N-VA’er bestuurder Gelijkekansencentrum: ‘Zoals Club-supporter in raad van bestuur van Anderlecht’

Matthias Storme © BELGA
Trui Engels
Trui Engels Journalist Knack

‘Misschien doeken we het beter op’, zo reageert Johan Leman op de aanstelling van N-VA’er Matthias Storme als bestuurder van het nieuwe Interfederaal Gelijkekansencentrum. ‘Ik vrees voor een sabotage-actie.’

Oud-directeur Johan Leman is verontwaardigd over de aanstelling van N-VA’er Matthias Storme als bestuurder van het nieuwe Interfederaal Gelijkekansencentrum, het vroegere Centrum voor Gelijke Kansen en Racismebestrijding (CGKR). De keuze is opmerkelijk, want Storme staat bekend als een tegenstander van de antidiscriminatiewet.

‘Misschien doeken we het beter op’, zo reageert Leman in De Morgen. ‘Ik vrees voor een sabotage-actie. En dat net op het moment dat er meer dan ooit nood is aan een goed werkend Gelijkekansencentrum?’ In ‘De Ochtend’ op Radio 1 waarschuwt Leman dat Storme zich aan de spelregels moet houden: hij moet de klachten toetsen aan de bestaande wetgeving.

Verrottingsstrategie

Het Vlaams parlement duidde vorige woensdag de namen aan die voor het parlement zullen zetelen in het bestuur van het Interfederaal Gelijkekansencentrum, de opvolger van het CGKR. Meteen rezen vragen bij een aantal bestuursleden die de meerderheid naar voren schoof, onder meer over Storme. Bij SP.A had men het zelfs over een verrottingsstrategie, wat N-VA dan weer ontkende.

Volgens N-VA moet de impact van een bestuurder niet overschat worden. Een raad van bestuur bepaalt niet de dagelijkse werking of de inhoudelijke doelstellingen. Dat is aan het management, klinkt het.

Maar Leman, die tien jaar lang aan het hoofd van het CGKR stond, is het daar duidelijk niet mee eens: ‘Het is alsof je een fanatiek Club-supporter in de raad van bestuur van Anderlecht zou zetten. Dan kan je niet verwachten dat de ploeg alsnog kampioen zal spelen’, stelt hij in De Morgen.

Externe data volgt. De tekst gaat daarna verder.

PR #1657, opened 2015-11-02
Do not wrap again in update_input

### LINKED ISSUE #1086: animation does not work on projected plots
```python
import cdms2,vcs,os

f=cdms2.open(os.path.join(vcs.sample_data,"clt.nc"))

print f.variables.keys()

ice = f("clt",latitude=(90,30))
print ice.shape

x=vcs.init()

gm = x.createisofill()

levs = vcs.mkscale(ice.min(),ice.max())
cols=vcs.getcolors(levs)

gm.levels= levs
gm.fillareacolors = cols
gm.projection="polar"
x.plot(ice,gm)

x.animate.create()

import time
time.sleep(1)
print "Creating"

x.animate.save("ice.mp4")

print x.close(preserve_pngs=True)
```

sankhesh:
This change fixes the issue wherein no output was being produced
when animating projected data. Each draw_frame call invokes
VTKPlots::update_input which in turn calls doWrap on the
actor. Trying to wrap projected data fails.

Fixes #1086

### DIFF
--- a/Packages/vcs/Lib/VTKPlots.py
+++ b/Packages/vcs/Lib/VTKPlots.py
@@ -1294,6 +1294,10 @@ class VTKVCSBackend(object):
                 vg.GetPointData().AddArray(w)
                 ports[0].SetInputData(vg)
 
+            projection = None
+            if "vtk_backend_geo" in vtkobjects:
+                projection = vtkobjects["vtk_backend_geo"]
+
             if "vtk_backend_actors" in vtkobjects:
                 i = 0
                 for a in vtkobjects["vtk_backend_actors"]:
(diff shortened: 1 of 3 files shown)


sankhesh:
@doutriaux1 @aashish24 Please review

aashish24:
@sankhesh this is great! Makes sense and LGTM :+1: Should we add a test for projected dataset animation as well?

sankhesh:
Yup. I can add one.

aashish24:
@sankhesh can add one soon so that we can make it done?

aashish24:
@sankhesh we should really get this one in master asap. Can you please add test soon?

Thanks,

sankhesh:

Grootste probleem van Storme

Op Radio 1 was Leman iets gematigder: ‘Storme is één van de zeventien leden van de raad van bestuur. Bovendien zal hij niet oordelen of iets al dan niet racistisch of discriminerend is, maar wel of iets in aanmerking komt voor vervolging, dus ontvankelijk kan worden verklaard. Ik heb er geen problemen mee dat hij mee klachten toetst aan de wet, aldus Leman.

Wel waarschuwt Leman dat er spelregels zijn. De eerste regel is dat klachten moeten worden getoetst aan de bestaande wetgeving. ‘Als hij een wet of het statuut wil veranderen, dan moet hij de parlementaire weg volgen’, luidt het. Ook moet een lid van de raad van bestuur de vertrouwelijkheid respecteren. ‘Dat zal misschien zijn grootste probleem worden. Na een intern debat is het niet de bedoeling dat hij achteraf een persconferentie belegt of op Facebook schrijft dat hij niet akkoord ging met die of die uitspraak.’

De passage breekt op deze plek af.